PR #693, opened 2023-11-09
Add a setup script

LDannijs:
#### Summary

At the moment, users are required to create a bunch of files containing boilerplate code that they then need to edit whenever they want to add a vendor or new devices. This PR add 2 scripts that create all of the files by just entering a few questions. I'd like to receive feedback on what other changes could be made to improve it.

This is an in between feature, idea is that eventually a type of form will be used for the repo, but for now this should at least be helpful.

(recreated this PR cause i had some organizing of my fork)

#### Changes

- add 2 scripts. one for vendor + devices and one for just devices.

Preview of what the scripts look like.
image

image


Jaime-Trinidad (approved):

Jaime-Trinidad:
@johanstokking can you take a look to @LDannijs work here

setup
```diff
@@ -0,0 +1,317 @@
+#!/bin/bash
```
johanstokking, line 1: Extension should be `.sh`

setup
```diff
@@ -0,0 +1,317 @@
...
+
+RED='\033[0;31m'
+GREEN='\033[0;32m'
+BLUE='\033[0;94m' 
+YELLOW='\033[0;33m'
+NC='\033[0m'
+
+echo -e "${BLUE}Hello! The Device Repository is where we store lora devices. To add a new vendor or devices, some files need to be created. To help you along we've created this setup tool that will create a few template files with the basic information needed. Please fill in the upcoming questions.\n${NC}"
```
johanstokking, line 9:
```suggestion
echo -e "${BLUE}Hello! The Device Repository is where we store characteristics and capabilities LoRaWAN devices. To add a new vendor or devices, some files need to be created. To help you along we've created this setup tool that will create a few template files with the basic information needed. Please fill in the upcoming questions.\n${NC}"
```

setup
```diff
@@ -0,0 +1,317 @@
...
+    echo -e "${BLUE}What is the LoRa Alliance issued Vendor ID? (${RED}required${BLUE}):${NC}"
+    read vendorid
+    if [[ $vendorid =~ ^[0-9]+$ ]] && [[ $vendorid -ge 0 && $vendorid -le 1000 ]]; then
+        if grep -q -w "vendorID: $vendorid" ./vendor/index.yaml; then
+            echo -e "${RED}This Vendor ID is already in use.\n${NC}"
+        else
+            break
+        fi
+    else
+        echo -e "${RED}Invalid input. Please enter a number between 0 and 1000.\n${NC}"
```
johanstokking, line 43: If they're not a member they can skip this

johanstokking (commented):
Nice.

To avoid duplication can you call the setup devices script from the setup script? You can pass the vendor ID as argument so you can skip that prompt.

johanstokking (commented):
Thanks.

Few more things:
1. Add line breaks before 80 characters (that is the max line length)
2. Respect `NO_COLOR` environment variable. If set, don't print colors. Not all terminals are able to show them and so it becomes an unreadable mess. You can keep the assignments but make sure they're empty when `NO_COLOR` is set

LDannijs:
> 1. Add line breaks before 80 characters (that is the max line length)

Would I need to do this for only the echo commands or the entire code?

LDannijs:
I hope the `NO_COLOR` variable is properly implemented. It doesnt seem to be _that_ standardized so I hope this is good.

johanstokking (approved):
LGTM

johanstokking:
@Jaime-Trinidad did you test this locally?

LDannijs:
(apologies for messing up the commit history. There were commits from a different branch that i had accidentally been using on here, so i tried to fix it 😓. Need to learn to double check these things)

LDannijs:
So few changes made:
- Left `macVersion` empty and removed `downlinkEncoder` and `downlinkDecoder`
- Made sure the index file in a company folder isn't overwritten if devices already exist in it.
- Added a check for the `vendorProfileID` so it increments properly.
- Also added a check if there is an available company id in the main index.yaml file.

LDannijs:
Did a few things:
- use bash instead of shell for better compatibility (linux especially)
- removed vendorProfileID check and creation (because it will be replaced with vendorIDs in #736, so wait with pushing this PR until that one is done)
- make sure device name is at least 3 characters long to comply with validation
- Add profile creation step to let user decide which ones they want to add.
- check the index.yaml file of a vendor to make sure a device with the same name isnt overwritten when adding a new one
@Jaime-Trinidad

LDannijs:
Turned the command to run the script into a make command to match the other commands.

And with #736 now being merged i can reopen this PR.

PR #702, opened 2023-11-28
new vendor and new device 

yusufscelik:
#### Summary
add new vendor "pessl_instruments" and add device from this vendor which is "iMetos LoRAIN"

#### Changes

add new vendor and the files for this vendor


yusufscelik:
Hey @Jaime-Trinidad i am sure that i run `make validate` before i made a pull request, but i am getting **"some checks were not successful"** error message. Can you maybe tell me where i made a mistake? I am also getting used to using github so because of that it can be some conflicts. Last time we added new vendor "tip" successfully but i couldnt also add this vendor.

PR #633, opened 2023-06-07
Update validation.js

Jaime-Trinidad:
#### Summary

There are more users having the `EAGAIN` error when they run `make validate`. There was a fix already made using async functions,I have been working in this possible solution, it slows the validation process.  Take a look to it

#### Changes

- Exec function usage: Switched from exec to spawn for better control.
- Asynchronous handling: Improved asynchronous operations using async and await.
- Error handling: Enhanced error management in child processes.
- Multiple child processes: Introduced delay between child process creations.
- Logging: Replaced console.debug with console.log for better logging.
- Promise handling: Improved promise management with await.
- Execution delay: Introduced an index based delay replacing setTimeout.
- Error exit: Removed process.exit(1) and incorporated error handling.

Functions modified:

- **validatePayloadCodecs**: Redesigned for better async handling, control, error management, and prevention of EAGAIN errors.
- **requireImageDecode**: Swapped exec with spawn for improved control and error handling. Errors are now propagated via promises.
- **vendors.vendors.forEach**: Refined loop with async/await for improved promise handling and graceful error management.

#### Notes for Reviewers

...

#### Release Notes

- ...

PR #726, opened 2023-12-19
Update validation.js (and comments)

LDannijs:
#### Summary

Picking up #633 to fix the comments in response to @KrishnaIyer


johanstokking:
What is the problem that we're trying to solve here?

LDannijs:
@KrishnaIyer asked me to take over that PR and to update the comments so.
Or did you mean the validate itself?

LDannijs:
Whoops that mention was an accident

johanstokking:
What is the problem this pull request is trying to solve?

LDannijs:
Running the validation very often results in an `EAGAIN` error. I do not know the details of it, only that it is a memory issue, but this fixes it by slowing the process down and other fixes (read Jaime's original PR for full details).

johanstokking:
> Running the validation very often results in an `EAGAIN` error. I do not know the details of it, only that it is a memory issue, but this fixes it by slowing the process down and other fixes (read Jaime's original PR for full details).

Do you encounter this yourself? Are there reports from users?

LDannijs:
I encounter it everytime i run it, and users also often do.

Jaime-Trinidad:
Many users seem to be encountering this issue. I believe the following code could provide a temporary solution, though it may slow down the process. It still occasionally encounters an `EAGAIN` error, and I haven't fully grasped the underlying cause yet, especially since it doesn't appear to use all the available memory on my end. Interestingly, this issue has never occurred on my VM running Ubuntu.

Additionally, it's important to note that `error` and `close` are mutually exclusive in this code. The code is designed to promise only one outcome: if an error occurs, it rejects the promise. On a successful close, the promise is resolved. However, if it closes with issues, the promise is also rejected.

johanstokking (commented):
If the issue is that too many child processes run at the same time, why not run them sequentially instead? What is the point of parallelism if they're scheduled 1 second apart?

`validatePayloadCodecs()` is awaited. So instead of pushing promises to an array and awaiting them, just await every run.

LDannijs:
So i decided to at least give it a shot and run the feedback through chatgpt and it seems it runs really well now. It's now running through it sequentially and it's not giving me any errors. Hope this is what we're looking for.

@Jaime-Trinidad please take a look as well.

bin/validate.js
```diff
@@ -113,16 +109,38 @@ function validatePayloadCodecs(vendorId, payloadEncoding) {
...
-          `bin/runscript -codec-path "${r.fileName}" -routine ${r.routine} -input '${JSON.stringify(r.input)}'`,
-          (err, stdout, stderr) => {
-            if (err) {
-              reject(err);
-            } else if (stderr) {
-              reject(stderr);
+  for (let index = 0; index < runs.length; index++) {
+    const r = runs[index];
+    await new Promise((resolve, reject) => {
+      setTimeout(async () => {
```
johanstokking, line 115: You can remove this

LDannijs: I've made a change that should hopefully be what your intention is.

johanstokking (approved):

Jaime-Trinidad (approved):

Issue #108, opened 2021-01-28
Enhance validation


johanstokking:
#### Summary

Enhance validation

#### Why do we need this?

To reduce errors and time spend on trial and error.

#### What is already there? What do you see now?

Validation works, but there are still things that can slip through.

#### What is missing? What do you want to see?

I want to make validation check more things. I also want the output to be clearer. Finally I want to be able to validate only one vendor at a time.

#### How do you propose to implement this?

1. Check casing of filenames; everything should be lowercase
2. Check if there are vendors in the `vendor` folder which are not in de `vendor/index.yaml`. This catches cases where people accidentally forgot to add the vendor entry
3. Be able to pass an argument to the validation script, to only validate a specific vendor
4. Check if the vendor has a vendor ID issued by the LoRa Alliance. If not, make sure that `vendorProfileID` in the profiles are empty (`0`), as they should be
5. LoRaWAN checks; we may want to add schema validation that the maximum EIRP does not exceed the regulatory limits. Not sure if we can make this water tight, but we can catch some common mistakes here

#### Can you do this yourself and submit a Pull Request?

Yes

neoaggelos:
Adding to the list in the description:

- Verify that the specified codec files exist (extra; and are valid Javascript)

PR #736, opened 2024-01-12
Validate features

LDannijs:
#### Summary

I stumbled upon the issues from @johanstokking  and @KrishnaIyer (#108 and #405) and decided to give it a crack. I am very curious to hear back if these implementations are correct, they would help out a lot.

#### Changes

- Johan's issue:
   - Check if there are vendors in the vendor folder which are not in `vendor/index.yaml`.
   - Ability to pass an argument to the validation script to only validate a single vendor
      - Updated README with explanation

- Krishna's issue:
   - Check if the `vendorProfileID` is unique per vendor
     (Now this checks for 2 things: is the value unique and is it missing? if it's not unique it will stop the code, and if its missing it will just log it and continue)
   - Also updated every `vendorProfileID` to match this new feature to the validation

- Own changes:
   - Updated the PR template slightly
   - Improved the `vendorProfileID` explanation a bit further to make it even clearer.

#### Notes for Reviewers

@johanstokking I had a discussion with @Jaime-Trinidad about how much we should check the `vendorProfileID` and decided to just check for uniqueness and presence. Checking it against the `vendorID` was a bit outside of the scope since not every vendor adds it.

You asked about EIRP checking as well but i heard there can be some special exceptions so i left that out for now too.


Jaime-Trinidad (approved):

LDannijs:
I've added another small feature: add a pre-commit message that runs the validation on it's own and displays the error if the validation failed:

Screenshot 2024-01-29 at 10 00 57

I sometimes see users failing to run the validation themselves so this might help to negate that instead of Jaime having to do it himself. I'm not entirely sure if this is something we'd need but I'll be happy to hear feedback.

Makefile
```diff
@@ -34,7 +36,11 @@ deps.update:
 
 .PHONY: validate
 validate:
-	$(NPM) run validate
+	@if [ -z "${vendor-id}" ]; then \
+        $(NPM) run validate; \
+    else \
+        $(NPM) run validate -- --vendor-id $(vendor-id); \
+    fi
```
johanstokking, line 43: Nit; I think you can remove the single line construct with `\` and just use multiple lines?

bin/pre-commit
```diff
@@ -0,0 +1,19 @@
+#!/bin/bash
```
johanstokking, line 1: I think this file can just be:

```bash
#!/bin/bash

@set -e
make validate fmt
```

package.json
```diff
@@ -6,6 +6,7 @@
     "validate": "bin/validate.js"
   },
   "scripts": {
+    "prestart": "cp bin/pre-commit .git/hooks/ && chmod +x .git/hooks/pre-commit && echo 'hook copied'",
```
johanstokking, line 9: There's no `start` nor is there a `server.js` so what's the point of `prestart`? Shouldn't this be `install-hooks` and shouldn't we mention in the README to run it?

bin/validate.js
```diff
@@ -202,6 +208,44 @@ function formatValidationErrors(errors) {
...
+// Get the list of vendor folders in the vendor directory
+const vendorFolders = fs
+  .readdirSync('./vendor', { withFileTypes: true })
+  .filter((dirent) => dirent.isDirectory())
+  .map((dirent) => dirent.name);
+
+// Check for vendors in the vendor folder that are not in the vendor/index.yaml
+const vendorsNotInIndex = vendorFolders.filter((vendorId) => {
+  // Check if any vendor ID in the index is present in the folder name, or vice versa
+  const normalizedVendorId = vendorId.toLowerCase(); // Normalize for case-insensitive comparison
```
johanstokking, line 232: Remove; this is case sensitive

bin/validate.js
```diff
@@ -202,6 +208,44 @@ function formatValidationErrors(errors) {
...
+  return (
+    !vendorIdsInIndex.some((indexId) => normalizedVendorId.includes(indexId.toLowerCase())) &&
+    !vendorIdsInIndex.some((indexId) => indexId.toLowerCase().includes(normalizedVendorId))
```
johanstokking, line 235: Keep everything case sensitive

bin/validate.js
```diff
@@ -273,41 +328,71 @@ vendors.vendors.forEach((v) => {
...
-          if (regionProfile.codec && !codecs[regionProfile.codec]) {
-            const codec = yaml.load(fs.readFileSync(`${folder}/${regionProfile.codec}.yaml`));
-            if (!validateEndDevicePayloadCodec(codec)) {
-              console.error(
-                `${key}: codec ${regionProfile.codec} invalid: ${formatValidationErrors(
-                  validateEndDevicePayloadCodec.errors
-                )}`
+
+            // Check if vendorProfileID is unique within the same company folder
+            if (profile.vendorProfileID !== undefined) {
```
johanstokking, line 340: `0` should act the same as `undefined`

bin/validate.js
```diff
@@ -273,41 +328,71 @@ vendors.vendors.forEach((v) => {
...
+                  `${key}: profile ${vendorID}/${regionProfile.id} invalid: ${formatValidationErrors(
+                    validateEndDeviceProfile.errors
+                  )}`
+                );
+                process.exit(1);
+              }
+
+              console.log(`${key}: profile ${vendorID}/${regionProfile.id} valid`);
+            } else {
+              console.warn(`${key}: vendorProfileID is missing in ${vendorID}/${regionProfile.id}.yaml`);
```
johanstokking, line 374: This is not a warning

vendor/abeeway/abeeway-compact-tracker-pro-eu868.yaml
```diff
@@ -1,7 +1,7 @@
 # Vendor profile ID, can be freely issued by the vendor
 # This vendor profile ID is also used on the QR code for LoRaWAN devices, see
 # https://lora-alliance.org/sites/default/files/2020-10/LoRa_Alliance_Vendor_ID_for_QR_Code.pdf
-vendorProfileID: 0
+vendorProfileID: 1
```
johanstokking, line 4: Revert all changes when it was `0`

Makefile
LDannijs: i can't seem to figure out how to make it multiple lines without getting errors, so ill make it a single line

package.json
LDannijs: I will instead add install-hooks to `make deps`, makes it easier for users.

bin/validate.js
LDannijs: But isnt 0 a valid value?

Makefile
```diff
@@ -19,6 +19,8 @@ GO = go
 GOBIN = $(PWD)/bin
 export GOBIN
 
+vendor-id=
```
johanstokking, line 22: Since we are also using other variables in this file (see above this line), I think it's better to do something like this:

```
VENDOR_ID=
```

and then document as:

```bash
VENDOR_ID=myvendor make validate
```

Makefile
```diff
@@ -37,7 +37,7 @@ deps.update:
 
 .PHONY: validate
 validate:
-	@if [ -z "${vendor-id}" ]; then $(NPM) run validate; else $(NPM) run validate -- --vendor-id $(vendor-id); fi
+	@if [ -z "${VENDOR_ID}" ]; then $(NPM) run validate; else $(NPM) run validate -- --VENDOR_ID $(VENDOR_ID); fi
```
johanstokking, line 40: The script argument is still `vendor-id`

LDannijs: Huh no i just changed it to `VENDOR_ID`?

johanstokking: Let me rephrase: the script argument should still be `vendor-id`, that is idiomic for flags.

LDannijs: Ok i *think* i understand it now. Pushed another fix.

johanstokking (commented):
This now implements one of the options mentioned in https://github.com/TheThingsNetwork/lorawan-devices/issues/405#issuecomment-1278960620.

The other option is that a `vendorProfileID` refers to a unique combination of device ID + firmware version + hardware version + region. When we have that, we have the profile and the codec, but we also know exactly which device it is.

So I'm suggesting the following change:

- Remove `vendorProfileID` from the profile definition
- Add a new section in the vendor's index file (not the vendor index but the index of the vendor), top-level (same as `endDevices`), called `profileIDs`
- This new section is a key/value mapping of vendor profile ID (numeric) to either an object with device ID + hardware version + firmware version + region, or a profile ID + codec ID

Example diff:

```diff
diff --git a/vendor/the-things-industries/index.yaml b/vendor/the-things-industries/index.yaml
index e1a0d5769..7f0366100 100644
--- a/vendor/the-things-industries/index.yaml
+++ b/vendor/the-things-industries/index.yaml
@@ -1,2 +1,8 @@
 endDevices:
   - generic-node-sensor-edition
+profileIDs:
+  '42':
+    endDeviceID: 'generic-node-sensor-edition'
+    firmwareVersion: '1.0'
+    hardwareVersion: '1.1'
+    region: 'EU863-870'
```

This requires some JSON Schema adaptations. Something like:

```diff
diff --git a/schema.json b/schema.json
index c5d3afcba..9e1f4f5a3 100644
--- a/schema.json
+++ b/schema.json
@@ -79,6 +79,48 @@
           "items": {
             "$ref": "#/definitions/identifier"
           }
+        },
+        "profileIDs": {
+          "type": "object",
+          "patternProperties": {
+            "^[0-9]+$": {
+              "oneOf": [
+                {
+                  "type": "object",
+                  "properties": {
+                    "endDeviceID": {
+                      "$ref": "#/definitions/identifier"
+                    },
+                    "hardwareVersion": {
+                      "type": "string",
+                      "minLength": 1
+                    },
+                    "firmwareVersion": {
+                      "type": "string",
+                      "minLength": 1
+                    },
+                    "region": {
+                      "$ref": "#/definitions/region"
+                    }
+                  },
+                  "required": ["endDeviceID", "hardwareVersion", "firmwareVersion", "region"]
+                },
+                {
+                  "type": "object",
+                  "properties": {
+                    "id": {
+                      "$ref": "#/definitions/identifier"
+                    },
+                    "codec": {
+                      "$ref": "#/definitions/identifier"
+                    }
+                  },
+                  "required": ["id", "codec"]
+                }
+              ]
+            },
+            "additionalProperties": false
+          }
         }
       },
       "additionalProperties": false
```

LDannijs:
I'm aware not everything is properly implemented, had to fight my script a bit (which will be removed), the schema is missing hardwareVersion, some files are missing proper formatting, yadayada. Will continue this later.

LDannijs:
@johanstokking i am pretty sure the implementation will have some problems but just as check if this is the correct direction.

README.md
```diff
@@ -161,6 +161,16 @@ All vendor data is referenced from the **Vendor device index** file: `vendor/<ve
 endDevices:
   - device-a
   - device-b
+# The profileIDs is a distinct (preferably incremental) value for every unique profile listed in the vendor's folder.
```
johanstokking, line 164: Progressive insight: there's actually no reason for it to be incremental. If vendors want to use ranges for regions because they think that's handy, they should. I know you copied this but please update.

README.md
```diff
@@ -161,6 +161,16 @@ All vendor data is referenced from the **Vendor device index** file: `vendor/<ve
...
+# This value can be freely issued by the vendor and is also used on the QR code for LoRaWAN devices, see
+# https://lora-alliance.org/wp-content/uploads/2020/11/TR005_LoRaWAN_Device_Identification_QR_Codes.pdf#page=8
+# NOTE: The profileIDs is different from the vendorID.
+profileIDs:
+  '1':
+    endDeviceID: 'device-a'
+    firmwareVersion: '1.0'
+    hardwareVersion: '1.0'
+    region: 'EU863-870'
```
johanstokking, line 173: This only explains one option: the fully qualified end device's region. The other option (only profile ID and codec ID) should also be documented here.

bin/script.js
```diff
@@ -0,0 +1,104 @@
+#!/usr/bin/env node
```
johanstokking: What is `script.js` supposed to do?

bin/validate.js
```diff
@@ -208,17 +208,10 @@ function formatValidationErrors(errors) {
...
-if (!validateVendorsIndex(vendorsIndex)) {
-  console.error(`${options.vendor} index is invalid: ${formatValidationErrors(validateVendorsIndex.errors)}`);
-  process.exit(1);
-}
-console.log(`vendor index: valid`);
+const vendors = yaml.load(fs.readFileSync(options.vendor));
 
 // Get the list of vendor IDs from the vendor/index.yaml
-const vendorIdsInIndex = vendorsIndex.vendors.map((vendor) => vendor.id);
+const vendorid = vendors.vendors.map((vendor) => vendor.id);
```
johanstokking, line 214: nit;

```suggestion
const vendorId = vendors.vendors.map((vendor) => vendor.id);
```

schema.json
```diff
@@ -545,40 +586,7 @@
       "title": "End Device Profile",
       "description": "End device capabilities and boot parameters",
       "type": "object",
-      "examples": [
```
johanstokking, line 548: Why remove?

bin/script.js
```diff
@@ -0,0 +1,104 @@
...
+
+      // Assuming firmwareVersion and hardwareVersion are correctly extracted
+      // Iterate through firmware versions to access profiles
+      endDevice.firmwareVersions.forEach((version) => {
+        Object.keys(version.profiles).forEach(async (region) => {
+          const profilePath = `./vendor/${v.id}/${version.profiles[region].id}.yaml`;
+          const profile = yaml.load(fs.readFileSync(profilePath));
+
+          // Use '0' as a fallback but decide not to proceed if it is '0'
+          let profileID = profile.vendorProfileID || '0';
```
johanstokking: You should convert this to a number (and not treat it as a string). This is because `'0002'` doesn't equal `'2'` while 2 equals 2.

bin/script.js
LDannijs: It was just used to put the new `profileIDs` field in the indexes with all the information. I removed it since it was only for single use.

schema.json
LDannijs: Thought it wasn't needed since vendorprofileid is gone but im stupid and didnt realize the other properties still apply 😇

bin/validate.js
LDannijs: I can't cause of the code below:
```
const vendorsNotInIndex = vendorFolders.filter((vendorId) => {
  // Check if any vendor ID in the index is present in the folder name, or vice versa
  return (
    !vendorid.some((indexId) => vendorId.includes(indexId)) && !vendorid.some((indexId) => indexId.includes(vendorId))
  );
});
```
But i will change it to `const vendorIds`

vendor/adeunis/index.yaml
```diff
@@ -1,22 +1,54 @@
...
+  '5':
+    endDeviceID: temp
+    firmwareVersion: '1.0'
+    hardwareVersion: '1.00'
+    region: EU863-870
+  '6':
+    endDeviceID: pulse
+    firmwareVersion: '1.0'
+    hardwareVersion: '1.0'
+    region: US902-928
```
johanstokking, line 51: So just for my understanding; you issued these numbers, right? They were not in the DR before?

LDannijs: For Adeunis specifically, yes. Reason being if you look at the files i changes all the profiles had `16` as the `vendorProfileID`, but we cannot use the same number for multiple profiles with the new `profileIDs`

johanstokking: I see, but we should not make profile IDs up for them. Vendors own these things. If they suddenly start from 1, it conflicts with what we already have.

LDannijs: I understand, how do you suggest we fix that?

johanstokking: Yes

LDannijs: I get that, but what about adeunis specifically for example? They have multiple profiles with the same `vendorProfileID`.

LDannijs:
Alright @johanstokking think I finally understood it now (apologies)
I now removed the `profileIDs` from vendors where `vendorProfileID` was a repeating id, a vendorid, a made up number, etc. 

I think I messed up cause, yes, I initially created a check for if the `vendorProfileID` was unique, but I rolled back that change.

vendor/decentlab/profile-as923.yaml
```diff
@@ -1,4 +1,3 @@
-vendorProfileID: 3
```
johanstokking, line 1: This profile is used by many Decentlab devices right?

vendor/decentlab/index.yaml
```diff
@@ -44,3 +44,24 @@ endDevices:
...
+  '2':
+    endDeviceID: dl-zn2
+    firmwareVersion: '1.5.71'
+    hardwareVersion: '1'
+    region: US902-928
+  '3':
+    endDeviceID: dl-zn2
+    firmwareVersion: '1.5.71'
+    hardwareVersion: '1'
+    region: AS923
```
johanstokking, line 62: But this references exactly one device

In this case, there should simply be a profile and codec ID be defined. If there are multiple different codecs used, the number should not be defined in this file.

LDannijs: Yeah it comes up often that its a single profile used by multiple devices but also multiple codecs. So how do i approach the numbering? you say `should not be defined in this file` but can you give me an example?

bin/validate.js
```diff
@@ -204,6 +210,34 @@ function formatValidationErrors(errors) {
...
+const vendorFolders = fs
+  .readdirSync('./vendor', { withFileTypes: true })
+  .filter((dirent) => dirent.isDirectory())
+  .map((dirent) => dirent.name);
+
+// Check for vendors in the vendor folder that are not in the vendor/index.yaml
+const vendorsNotInIndex = vendorFolders.filter((vendorId) => {
+  // Check if any vendor ID in the index is present in the folder name, or vice versa
+  return (
+    !vendorIds.some((indexId) => vendorId.includes(indexId)) && !vendorIds.some((indexId) => indexId.includes(vendorId))
```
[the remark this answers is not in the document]
LDannijs: Think I fixed it. Wasn't properly validating before, whoops.

Jaime-Trinidad (approved):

----

**EXERCISE OBJECTIVE:** List every line above containing the word "skip".

**WRITTEN SOLUTION:**
johanstokking, line 43: If they're not a member they can skip this
To avoid duplication can you call the setup devices script from the setup script? You can pass the vendor ID as argument so you can skip that prompt.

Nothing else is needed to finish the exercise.